When the string "reserved" occurs in a line of the listing below, return that line.

· · ·

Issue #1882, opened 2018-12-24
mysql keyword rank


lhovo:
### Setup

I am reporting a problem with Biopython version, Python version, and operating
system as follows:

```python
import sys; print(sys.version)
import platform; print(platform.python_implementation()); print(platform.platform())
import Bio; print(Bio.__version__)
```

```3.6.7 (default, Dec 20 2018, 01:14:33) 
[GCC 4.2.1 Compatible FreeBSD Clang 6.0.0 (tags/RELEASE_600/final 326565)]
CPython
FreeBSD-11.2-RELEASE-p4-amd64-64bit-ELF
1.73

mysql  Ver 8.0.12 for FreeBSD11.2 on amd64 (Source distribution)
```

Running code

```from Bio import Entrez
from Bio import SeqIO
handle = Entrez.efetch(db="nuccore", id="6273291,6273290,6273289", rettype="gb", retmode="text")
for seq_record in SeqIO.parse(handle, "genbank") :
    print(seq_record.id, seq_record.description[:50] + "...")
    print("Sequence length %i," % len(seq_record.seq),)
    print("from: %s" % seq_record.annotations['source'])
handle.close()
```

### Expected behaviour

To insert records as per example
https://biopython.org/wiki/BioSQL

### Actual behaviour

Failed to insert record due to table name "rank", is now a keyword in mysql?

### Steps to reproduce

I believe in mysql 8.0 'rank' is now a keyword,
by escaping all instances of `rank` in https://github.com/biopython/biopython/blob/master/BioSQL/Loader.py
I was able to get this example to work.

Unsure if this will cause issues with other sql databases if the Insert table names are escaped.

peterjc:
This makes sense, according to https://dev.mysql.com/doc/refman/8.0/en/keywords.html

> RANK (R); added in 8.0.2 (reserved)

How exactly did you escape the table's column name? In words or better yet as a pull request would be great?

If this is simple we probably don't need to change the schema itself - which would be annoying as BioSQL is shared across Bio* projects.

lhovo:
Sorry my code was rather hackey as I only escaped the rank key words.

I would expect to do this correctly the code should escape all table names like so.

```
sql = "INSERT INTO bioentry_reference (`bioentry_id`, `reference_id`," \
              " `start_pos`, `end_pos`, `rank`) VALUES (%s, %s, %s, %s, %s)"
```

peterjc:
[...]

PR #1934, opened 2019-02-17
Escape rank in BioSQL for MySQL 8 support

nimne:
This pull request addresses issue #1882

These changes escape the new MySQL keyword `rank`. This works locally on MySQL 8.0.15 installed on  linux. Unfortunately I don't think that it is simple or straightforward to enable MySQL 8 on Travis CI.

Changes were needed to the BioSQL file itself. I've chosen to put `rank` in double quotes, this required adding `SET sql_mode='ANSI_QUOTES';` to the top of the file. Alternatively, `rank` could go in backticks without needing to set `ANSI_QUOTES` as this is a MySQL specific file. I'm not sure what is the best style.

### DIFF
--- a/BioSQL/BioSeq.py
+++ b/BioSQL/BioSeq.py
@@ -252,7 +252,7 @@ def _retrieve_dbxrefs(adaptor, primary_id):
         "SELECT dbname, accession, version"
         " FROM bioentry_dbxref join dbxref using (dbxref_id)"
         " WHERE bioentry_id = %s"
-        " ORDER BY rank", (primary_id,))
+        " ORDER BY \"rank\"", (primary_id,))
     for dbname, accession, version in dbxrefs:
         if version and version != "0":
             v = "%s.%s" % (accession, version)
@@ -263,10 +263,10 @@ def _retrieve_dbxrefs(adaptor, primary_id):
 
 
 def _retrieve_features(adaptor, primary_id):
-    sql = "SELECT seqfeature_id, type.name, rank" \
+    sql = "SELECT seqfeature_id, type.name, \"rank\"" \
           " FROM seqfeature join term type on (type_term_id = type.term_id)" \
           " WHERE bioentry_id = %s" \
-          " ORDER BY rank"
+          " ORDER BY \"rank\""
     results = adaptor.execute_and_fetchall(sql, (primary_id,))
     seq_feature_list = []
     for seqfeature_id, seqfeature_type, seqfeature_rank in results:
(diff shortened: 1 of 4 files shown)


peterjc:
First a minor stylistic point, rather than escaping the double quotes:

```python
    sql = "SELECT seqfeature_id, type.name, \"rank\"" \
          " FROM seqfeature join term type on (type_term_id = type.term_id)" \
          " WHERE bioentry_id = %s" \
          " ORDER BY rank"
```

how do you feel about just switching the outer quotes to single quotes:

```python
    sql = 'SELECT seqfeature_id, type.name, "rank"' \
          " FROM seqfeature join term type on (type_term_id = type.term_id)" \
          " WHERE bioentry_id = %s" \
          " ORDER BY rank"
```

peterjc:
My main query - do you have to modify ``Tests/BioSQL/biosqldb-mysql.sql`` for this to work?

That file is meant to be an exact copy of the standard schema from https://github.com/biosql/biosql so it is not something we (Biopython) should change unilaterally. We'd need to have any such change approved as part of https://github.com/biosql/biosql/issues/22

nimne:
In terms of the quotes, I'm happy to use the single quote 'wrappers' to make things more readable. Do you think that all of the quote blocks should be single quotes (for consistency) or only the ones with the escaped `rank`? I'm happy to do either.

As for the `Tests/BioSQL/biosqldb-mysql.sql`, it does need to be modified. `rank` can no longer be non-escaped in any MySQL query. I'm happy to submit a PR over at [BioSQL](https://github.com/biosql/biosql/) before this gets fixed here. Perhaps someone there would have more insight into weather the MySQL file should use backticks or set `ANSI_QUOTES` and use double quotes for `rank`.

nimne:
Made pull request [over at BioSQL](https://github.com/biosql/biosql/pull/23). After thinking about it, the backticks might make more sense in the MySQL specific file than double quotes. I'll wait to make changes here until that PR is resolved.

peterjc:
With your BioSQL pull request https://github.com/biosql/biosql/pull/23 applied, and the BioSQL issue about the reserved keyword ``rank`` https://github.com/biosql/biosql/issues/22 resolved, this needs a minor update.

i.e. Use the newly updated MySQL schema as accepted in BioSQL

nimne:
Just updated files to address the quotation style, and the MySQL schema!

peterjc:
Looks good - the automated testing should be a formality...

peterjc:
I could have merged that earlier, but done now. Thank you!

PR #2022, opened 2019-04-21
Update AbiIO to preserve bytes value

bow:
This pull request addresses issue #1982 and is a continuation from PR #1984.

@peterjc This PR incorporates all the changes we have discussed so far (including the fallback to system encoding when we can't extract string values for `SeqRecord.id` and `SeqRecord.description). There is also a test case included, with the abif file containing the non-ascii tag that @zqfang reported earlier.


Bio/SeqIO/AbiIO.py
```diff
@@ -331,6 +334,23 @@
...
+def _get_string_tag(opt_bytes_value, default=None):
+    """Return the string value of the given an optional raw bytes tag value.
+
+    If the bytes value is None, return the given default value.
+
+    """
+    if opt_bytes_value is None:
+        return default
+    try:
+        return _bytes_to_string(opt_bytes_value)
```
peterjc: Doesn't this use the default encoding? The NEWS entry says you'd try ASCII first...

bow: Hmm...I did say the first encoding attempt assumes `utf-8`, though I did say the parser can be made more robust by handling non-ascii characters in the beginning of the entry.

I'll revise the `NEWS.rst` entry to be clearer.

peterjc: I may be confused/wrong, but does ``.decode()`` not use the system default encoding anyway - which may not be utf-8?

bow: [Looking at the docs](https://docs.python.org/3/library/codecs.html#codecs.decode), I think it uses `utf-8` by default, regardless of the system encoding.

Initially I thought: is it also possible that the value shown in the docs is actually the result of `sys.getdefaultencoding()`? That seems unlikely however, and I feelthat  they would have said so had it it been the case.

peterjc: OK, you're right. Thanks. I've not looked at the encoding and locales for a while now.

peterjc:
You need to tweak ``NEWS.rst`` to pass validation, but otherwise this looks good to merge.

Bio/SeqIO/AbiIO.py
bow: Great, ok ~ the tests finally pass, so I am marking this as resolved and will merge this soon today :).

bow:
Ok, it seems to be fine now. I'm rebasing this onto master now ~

· · ·

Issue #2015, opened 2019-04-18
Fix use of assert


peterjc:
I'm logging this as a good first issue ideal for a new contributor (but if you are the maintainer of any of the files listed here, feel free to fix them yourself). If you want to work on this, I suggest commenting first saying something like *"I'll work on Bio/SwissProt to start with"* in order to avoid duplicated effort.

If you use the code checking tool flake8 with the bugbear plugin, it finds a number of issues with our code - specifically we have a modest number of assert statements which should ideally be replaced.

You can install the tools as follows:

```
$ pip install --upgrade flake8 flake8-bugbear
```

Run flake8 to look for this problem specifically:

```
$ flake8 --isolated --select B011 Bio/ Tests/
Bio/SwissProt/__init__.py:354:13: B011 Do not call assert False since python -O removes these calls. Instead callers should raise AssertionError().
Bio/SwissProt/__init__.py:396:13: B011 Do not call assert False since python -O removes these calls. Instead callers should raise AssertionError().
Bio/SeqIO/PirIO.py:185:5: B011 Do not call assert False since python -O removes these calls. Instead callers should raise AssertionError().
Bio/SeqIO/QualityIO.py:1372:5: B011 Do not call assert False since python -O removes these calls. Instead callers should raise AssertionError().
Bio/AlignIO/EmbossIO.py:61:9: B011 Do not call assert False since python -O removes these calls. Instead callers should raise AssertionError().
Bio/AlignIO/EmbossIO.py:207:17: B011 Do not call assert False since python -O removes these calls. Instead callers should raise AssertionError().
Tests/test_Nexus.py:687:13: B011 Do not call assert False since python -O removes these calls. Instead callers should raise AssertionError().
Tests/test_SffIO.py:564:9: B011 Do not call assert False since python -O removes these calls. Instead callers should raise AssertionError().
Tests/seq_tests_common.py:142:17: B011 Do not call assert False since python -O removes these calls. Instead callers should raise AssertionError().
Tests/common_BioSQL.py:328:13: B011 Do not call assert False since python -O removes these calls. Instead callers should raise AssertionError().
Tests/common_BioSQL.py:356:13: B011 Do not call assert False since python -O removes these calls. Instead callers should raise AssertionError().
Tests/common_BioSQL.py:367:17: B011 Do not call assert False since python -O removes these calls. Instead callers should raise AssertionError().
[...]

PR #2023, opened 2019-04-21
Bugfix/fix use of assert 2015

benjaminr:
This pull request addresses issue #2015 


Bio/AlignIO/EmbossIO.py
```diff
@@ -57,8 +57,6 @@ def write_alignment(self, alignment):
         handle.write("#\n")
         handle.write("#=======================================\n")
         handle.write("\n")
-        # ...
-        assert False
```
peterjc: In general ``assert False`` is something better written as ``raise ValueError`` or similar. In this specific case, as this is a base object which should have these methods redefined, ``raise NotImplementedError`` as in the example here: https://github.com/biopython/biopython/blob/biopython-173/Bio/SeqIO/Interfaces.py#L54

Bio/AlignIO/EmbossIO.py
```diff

· · ·

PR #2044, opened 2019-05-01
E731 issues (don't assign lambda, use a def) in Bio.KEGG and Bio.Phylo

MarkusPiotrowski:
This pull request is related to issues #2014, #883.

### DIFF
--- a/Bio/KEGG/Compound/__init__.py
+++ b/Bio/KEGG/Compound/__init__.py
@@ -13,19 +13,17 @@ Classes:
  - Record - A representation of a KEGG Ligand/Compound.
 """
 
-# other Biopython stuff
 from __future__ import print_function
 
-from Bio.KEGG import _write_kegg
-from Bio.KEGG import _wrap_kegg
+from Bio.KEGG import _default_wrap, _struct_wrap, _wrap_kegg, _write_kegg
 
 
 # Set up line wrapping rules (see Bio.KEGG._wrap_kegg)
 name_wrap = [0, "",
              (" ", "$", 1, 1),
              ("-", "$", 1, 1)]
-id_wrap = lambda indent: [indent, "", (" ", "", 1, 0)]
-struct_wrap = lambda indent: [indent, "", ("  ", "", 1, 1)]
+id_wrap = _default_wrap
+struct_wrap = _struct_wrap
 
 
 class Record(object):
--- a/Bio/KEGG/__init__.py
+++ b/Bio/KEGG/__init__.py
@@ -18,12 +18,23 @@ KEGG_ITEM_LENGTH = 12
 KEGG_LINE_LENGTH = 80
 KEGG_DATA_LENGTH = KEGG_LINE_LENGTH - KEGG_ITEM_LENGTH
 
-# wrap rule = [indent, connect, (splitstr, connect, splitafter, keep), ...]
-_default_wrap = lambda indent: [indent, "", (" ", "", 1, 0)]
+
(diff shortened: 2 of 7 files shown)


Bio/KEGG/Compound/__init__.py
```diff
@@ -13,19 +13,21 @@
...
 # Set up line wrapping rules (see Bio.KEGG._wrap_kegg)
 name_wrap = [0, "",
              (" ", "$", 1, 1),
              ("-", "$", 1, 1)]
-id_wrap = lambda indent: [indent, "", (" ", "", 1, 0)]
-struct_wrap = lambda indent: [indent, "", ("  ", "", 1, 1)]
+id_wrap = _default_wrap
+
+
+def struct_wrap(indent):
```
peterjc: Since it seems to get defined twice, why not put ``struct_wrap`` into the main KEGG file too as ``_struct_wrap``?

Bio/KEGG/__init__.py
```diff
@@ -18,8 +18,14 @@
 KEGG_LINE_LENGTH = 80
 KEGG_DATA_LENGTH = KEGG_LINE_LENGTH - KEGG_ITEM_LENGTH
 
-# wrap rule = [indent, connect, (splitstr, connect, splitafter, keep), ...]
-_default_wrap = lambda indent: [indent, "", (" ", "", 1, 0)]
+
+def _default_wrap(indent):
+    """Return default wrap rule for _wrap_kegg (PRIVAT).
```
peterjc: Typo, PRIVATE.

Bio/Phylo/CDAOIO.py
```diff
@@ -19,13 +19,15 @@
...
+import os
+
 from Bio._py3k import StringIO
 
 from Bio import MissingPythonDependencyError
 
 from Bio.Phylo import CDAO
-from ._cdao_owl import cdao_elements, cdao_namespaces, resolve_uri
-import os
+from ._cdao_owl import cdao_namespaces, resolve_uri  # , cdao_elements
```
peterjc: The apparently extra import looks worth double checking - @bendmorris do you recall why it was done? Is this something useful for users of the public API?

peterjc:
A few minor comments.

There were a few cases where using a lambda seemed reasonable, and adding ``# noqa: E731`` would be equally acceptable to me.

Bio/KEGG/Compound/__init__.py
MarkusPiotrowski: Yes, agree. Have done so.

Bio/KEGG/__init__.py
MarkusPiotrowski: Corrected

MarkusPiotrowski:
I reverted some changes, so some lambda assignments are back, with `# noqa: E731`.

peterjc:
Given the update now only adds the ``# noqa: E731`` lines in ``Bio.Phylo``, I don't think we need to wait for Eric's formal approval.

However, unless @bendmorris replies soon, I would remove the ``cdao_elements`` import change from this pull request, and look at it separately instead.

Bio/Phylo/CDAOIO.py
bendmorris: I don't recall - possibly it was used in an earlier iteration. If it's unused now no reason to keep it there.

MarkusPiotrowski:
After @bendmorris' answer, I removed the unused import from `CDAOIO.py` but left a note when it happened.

· · ·

Task result »
> RANK (R); added in 8.0.2 (reserved)
With your BioSQL pull request https://github.com/biosql/biosql/pull/23 applied, and the BioSQL issue about the reserved keyword ``rank`` https://github.com/biosql/biosql/issues/22 resolved, this needs a minor update.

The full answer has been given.